Wish my council would let me set up commercially in the shed.


----------



## Stouter (19/10/17)

At fist glance I thought this might have been mtb, but wrong city eh!


----------



## mtb (19/10/17)

Stouter said:


> At fist glance I thought this might have been mtb, but wrong city eh!


I can confirm that I've done basically this. Where the hell is my newspaper article?


----------



## Dave70 (19/10/17)

*The 39-year-old engineer built a full brewing factory in his Sydney back yard without his wife’s permission *

Heartening to see we're not a nation of total cucks just yet then.. Permission? Good lord..


----------



## malt junkie (19/10/17)

$10k.... really??!! I'd hate to see the story they write on Husky's systems. I've never done the sums but I'd be getting close to $10k.


----------



## Stouter (19/10/17)

Doesn't give the actual cost in the story just, "I managed to save around $10,000 on versus if I bought it new!"


----------



## kaiserben (19/10/17)

I just read the same story in another publication where it said he spent $5k. 

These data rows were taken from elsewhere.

PR #170, opened 2019-04-18
'hf mf sim' full-byte anti-collision frame support

McEloff:
Refactoring of select tag case. Add precompiled responses for full-byte anti-collision on cascade levels 1/2/3


iceman1001:
A good stepping stone to full anticollision.  Dunno how often byte wise will help.

McEloff:
> Dunno how often byte wise will help

I found this only with acr122 reader.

("kegerator for $500, the shed for $500 and the brewery equipment for $4,000, which was purchased by the first owners for $20,000.")


----------



## mtb (19/10/17)

Good point.. probably ought to edit that thread title. But also, this is a garbage thread about a garbage news story so the title may as well remain misleading 
I feel bad for even giving the Telegraph the web traffic, to be honest


----------



## husky (19/10/17)

malt junkie said:


> $10k.... really??!! I'd hate to see the story they write on Husky's systems. I've never done the sums but I'd be getting close to $10k.


that would cover half of it......

This bloke rekons he saved $10k which implies he's spent more than that but with no pics who knows. The shed does look kind of small so can't be that big or exy.


----------



## husky (19/10/17)

kaiserben said:


> I just read the same story in another publication where it said he spent $5k.
> 
> ("kegerator for $500, the shed for $500 and the brewery equipment for $4,000, which was purchased by the first owners for $20,000.")

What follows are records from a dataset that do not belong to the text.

PR #172, opened 2019-04-21
UL/NTAG new dump file format. Added counters support, simulation

McEloff:
1) New header format of dump files for Ultralight/NTAG. Added counters to header, removed PACK from header, because PACK and PWD for EV1 stores into dump.
2) Fix EV1/NTAG simulation.

### DIFF
--- a/armsrc/iso14443a.c
+++ b/armsrc/iso14443a.c
@@ -1318,6 +1318,9 @@ void SimulateIso14443aTag(int tagType, int flags, uint8_t *data) {
                     p_response = NULL;
                 }
             }
+        } else if (receivedCmd[0] == MIFARE_ULEV1_VCSL) {
+            EmSend4bit(CARD_NACK_NA);
+            p_response = NULL;
         } else {
             // Check for ISO 14443A-4 compliant commands, look at left nibble
             switch (receivedCmd[0]) {
@@ -1371,8 +1374,10 @@ void SimulateIso14443aTag(int tagType, int flags, uint8_t *data) {
                 default: {
                     // Never seen this command before
                     LogTrace(receivedCmd, Uart.len, Uart.startTime * 16 - DELAY_AIR2ARM_AS_TAG, Uart.endTime * 16 - DELAY_AIR2ARM_AS_TAG, Uart.parity, true);
-                    Dbprintf("Received unknown command (len=%d):", len);
-                    Dbhexdump(len, receivedCmd, false);
+                    if (MF_DBGLEVEL >= 3) {
+                        Dbprintf("Received unknown command (len=%d):", len);
+                        Dbhexdump(len, receivedCmd, false);
+                    }
                     // Do not respond
                     dynamic_response_info.response_n = 0;
                 }
@@ -1388,7 +1393,7 @@ void SimulateIso14443aTag(int tagType, int flags, uint8_t *data) {
                 dynamic_response_info.response_n += 2;
 
                 if (prepare_tag_modulation(&dynamic_response_info, DYNAMIC_MODULATION_BUFFER_SIZE) == false) {
-                    DbpString("Error preparing tag response");
+                    if (MF_DBGLEVEL >= 3) DbpString("Error preparing tag response");
                     LogTrace(receivedCmd, Uart.len, Uart.startTime * 16 - DELAY_AIR2ARM_AS_TAG, Uart.endTime * 16 - DELAY_AIR2ARM_AS_TAG, Uart.parity, true);
                     break;
                 }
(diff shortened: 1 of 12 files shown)


client/cmdhfmfu.c
```diff
@@ -1619,11 +1619,15 @@ void printMFUdumpEx(mfu_dump_t *card, uint16_t pages, uint8_t startpage) {
...
     PrintAndLogEx(NORMAL, "Signature1| %s| %s", sprint_hex(card->signature, 16), sprint_ascii(card->signature, 16));
     PrintAndLogEx(NORMAL, "Signature2| %s| %s", sprint_hex(card->signature + 16, 16), sprint_ascii(card->signature + 16, 16));
+    PrintAndLogEx(NORMAL, "Counter0  | %-24s| %s", sprint_hex(card->counter_tearing[0],     3), sprint_ascii(card->counter_tearing[0],     3));
+    PrintAndLogEx(NORMAL, "Tearing0  | %-24s| %s", sprint_hex(card->counter_tearing[0] + 3, 1), sprint_ascii(card->counter_tearing[0] + 3, 1));
+    PrintAndLogEx(NORMAL, "Counter1  | %-24s| %s", sprint_hex(card->counter_tearing[1],     3), sprint_ascii(card->counter_tearing[1],     3));
+    PrintAndLogEx(NORMAL, "Tearing1  | %-24s| %s", sprint_hex(card->counter_tearing[1] + 3, 1), sprint_ascii(card->counter_tearing[1] + 3, 1));
+    PrintAndLogEx(NORMAL, "Counter2  | %-24s| %s", sprint_hex(card->counter_tearing[2],     3), sprint_ascii(card->counter_tearing[2],     3));
+    PrintAndLogEx(NORMAL, "Tearing3  | %-24s| %s", sprint_hex(card->counter_tearing[2] + 3, 1), sprint_ascii(card->counter_tearing[2] + 3, 1));
```
iceman1001: I think you can loop these three counter/tears instead.

client/loclass/fileutils.c
```diff
@@ -221,13 +221,16 @@ int saveFileJSON(const char *preferredName, const char *suffix, JSONFileType fty
...
-            JsonSaveStr(root, "$.Card.Counter", "N/A");
-
-            // size of header 48b
+            JsonSaveBufAsHexCompact(root, "$.Card.Counter0", tmp->counter_tearing[0], 3);
+            JsonSaveBufAsHexCompact(root, "$.Card.Tearing0", tmp->counter_tearing[0] + 3, 1);
+            JsonSaveBufAsHexCompact(root, "$.Card.Counter1", tmp->counter_tearing[1], 3);
+            JsonSaveBufAsHexCompact(root, "$.Card.Tearing1", tmp->counter_tearing[1] + 3, 1);
+            JsonSaveBufAsHexCompact(root, "$.Card.Counter2", tmp->counter_tearing[2], 3);
+            JsonSaveBufAsHexCompact(root, "$.Card.Tearing2", tmp->counter_tearing[2] + 3, 1);
+
```
iceman1001: same thing here,  loop it instead

McEloff:
> How backward compatible is this new format with all previous dumps?

I think write a conversation script. But I do not know, need to check format version during dump loading in 'hf mfu eload' and 'hf mfu restore'? If do it, then easier to convert old dump during loading without script using.

iceman1001:
It not too good to break all previous dumps without a plan how to solve it.
The json format is no problem, it was selected because we could just add stuff.
The binary header is another thing.  These bin dumps is used in chameleon mini,  that gui,  pm3 and MCT app... among others.   We don't just break that

McEloff:
We cannot add new capabilities of Ultralight EV1/NTAG to binary dump files without breaking  compatibility with other devices, because old header format was not be extendable. I add method to PM3 to convert old format to new on load dump and emul-file.

armsrc/iso14443a.c
```diff
@@ -1371,8 +1374,10 @@ void SimulateIso14443aTag(int tagType, int flags, uint8_t *data) {
                 default: {
                     // Never seen this command before
                     LogTrace(receivedCmd, Uart.len, Uart.startTime * 16 - DELAY_AIR2ARM_AS_TAG, Uart.endTime * 16 - DELAY_AIR2ARM_AS_TAG, Uart.parity, true);
-                    Dbprintf("Received unknown command (len=%d):", len);
-                    Dbhexdump(len, receivedCmd, false);
+                    if (MF_DBGLEVEL >= 3) {
```
iceman1001: please use the defines

armsrc/iso14443a.c
```diff
@@ -1388,7 +1393,7 @@ void SimulateIso14443aTag(int tagType, int flags, uint8_t *data) {
                 dynamic_response_info.response_n += 2;
 
                 if (prepare_tag_modulation(&dynamic_response_info, DYNAMIC_MODULATION_BUFFER_SIZE) == false) {
-                    DbpString("Error preparing tag response");
+                    if (MF_DBGLEVEL >= 3) DbpString("Error preparing tag response");
```
iceman1001: same as above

Any equipment pics in the other publication? I'm guessing its a standard type homemade 3V, nothing special


----------



## earle (19/10/17)

The article would not be out of place in the Betoota Advocate http://www.betootaadvocate.com/


----------



## kaiserben (19/10/17)

husky said:


> Any equipment pics in the other publication? I'm guessing its a standard type homemade 3V, nothing special



Yeah there's a few. 

http://www.dailymail.co.uk/femail/a...p-Dave-Henderson-builds-brewery-backyard.html

EDIT: I don't read this rag (nor do I read the Daily Tele). I found it via a link found on social media.


----------



## mtb (19/10/17)

There's a good chance this guy is an AHB member, come to think of it


----------



## Dave70 (19/10/17)

kaiserben said:


> Yeah there's a few.
> 
> http://www.dailymail.co.uk/femail/a...p-Dave-Henderson-builds-brewery-backyard.html
> 
> EDIT: I don't read this rag (nor do I read the Daily Tele). I found it via a link found on social media.

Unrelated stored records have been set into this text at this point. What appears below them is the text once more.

PR #181, opened 2019-05-02
Update README.md

NinjaStyle82:
saw this issue on Ubuntu 18.10 and 19.04. Bricked my Proxmark3 several times until I removed modem manager.

### DIFF
--- a/README.md
+++ b/README.md
@@ -50,7 +50,7 @@ The official PM3-GUI from Gaucho will not work.
 The new universial GUI will work. [Proxmark3 Universal GUI](https://github.com/burma69/PM3UniversalGUI) 
 
 ## Notices
-Kali and ArchLinux users usually must kill their modem manager in order for the proxmark3 to enumerate properly.   
+Kali, Ubuntu and ArchLinux users usually must kill their modem manager in order for the proxmark3 to enumerate properly.   
 `sudo apt remove modemmanager`
 		   
 ## Issues


iceman1001:
I have had Ubuntu 14.04, 1604. 1704, 1804 and never needed to remove the modemmanager when running the pm3.
The udev rules was enough for my case.   How come its different for you?

doegox:
@iceman1001 native or in a VM? I confirm this issue in different linux environments during my workshops and always told people to remove entirely modemmanager.
The risk of bricking a Pm3 is very high indeed.
Why some can live with udev rules while for others (including myself) it's not enough is still a mystery to me.

IMHO the best advice would be (and not only for Pm3 but also some other devices):
* For all linux-alike, remove modemmanager if you don't need it
* If you need modemmanager, install udev rules and hope for the best

iceman1001:
in VM,     I did however need to do it on parrotOS (seems to be a Debian offspring) also in VM.
I run vmware server (paid), you maybe run virtualbox from Oracle? 

Since you are the linux expert among us,  I go with that.  Can we make it in the Makefile like **make udev**  to remove the modemmanager?   So the process is as painless as could for endusers?

doegox:
Interesting post that shows the issue exists indeed on Ubuntu too and has maybe an explanation on why these different behaviors : https://askubuntu.com/questions/399263/udev-rules-seem-ignored-can-not-prevent-modem-manager-from-grabbing-device/1119498 
See the answer starting with _"Modem Manager can be configured to use different filter policies, and the udev tags such as ID_MM_DEVICE_IGNORE have no effect under the strict filter policy."_

iceman1001:
I can confirm this on Ubuntu 19.04,     I downloaded a vm image from osboxes.org and followed the instructions.   The modemmanager policy is strict.  

**sudo systemctl status ModemManager**

image

doegox:
Ì tried reinstalling ModemManager and experiment based on the link above.

```
apt-get-install modemmanager
```
Indeed on Debian, ModemManager runs with `strict` filter rule, ignoring our udev filters.
Trying the alternative way proposed in the link:
```
systemctl edit ModemManager.service
  [Service]
  Environment="MM_FILTER_RULE_TTY_ACM_INTERFACE=0"
```
This creates the following file: `/etc/systemd/system/ModemManager.service.d/override.conf` with these two lines.
```
service ModemManager restart
```
That's it.
To test, turn systemd debug on and watch logs, then set systemd log level back to ERR:
```
mmcli -G DEBUG
journalctl -f|grep "ModemManager.*\[filter\]"
mmcli -G ERR
```

When ModemManager interferes, you get:
```
ModemManager[xxxxx]: <debug> [filter] (tty/ttyACM0): port allowed: cdc-acm interface reported AT-capable
```
And when it's properly filtering /dev/ttyACM0:
```
ModemManager[xxxxx]: <debug> [filter] (tty/ttyACM0) port filtered: forbidden
```
Now flashing works fine and I see the "port filtered" line popping up during flashing.

iceman1001:
There is however a bullit in the ubuntu readme which says if you have issues,  remove the modemmanager.

doegox:
"if you have issues" : that advise might be already too late if bootrom flashing got corrupted :)

iceman1001:
Ok,  I had some issues on 19.04.    We need to address them. 
What should have be an easy remove modemmanager,  make udev,  wasn't. 

I am closing this PR since we need to update the instructions and maybe even the Makfile udev parts.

That shed looks as rough as guts. Are they sure Daves an engineer? Perhaps he's the train driving kind of 'engineer'. In which case, 10k would have been chump change.


----------



## Andy_27 (19/10/17)

Shame theres no pics... Inside might have the kegerator in one corner and a second hand 50L Braumeister sitting in the middle.... Thatd be about $5000 all up.


----------



## earle (19/10/17)

Seriously, this article (to the extent of the detail that it does and doesn't provide) could be written about anybody on this forum.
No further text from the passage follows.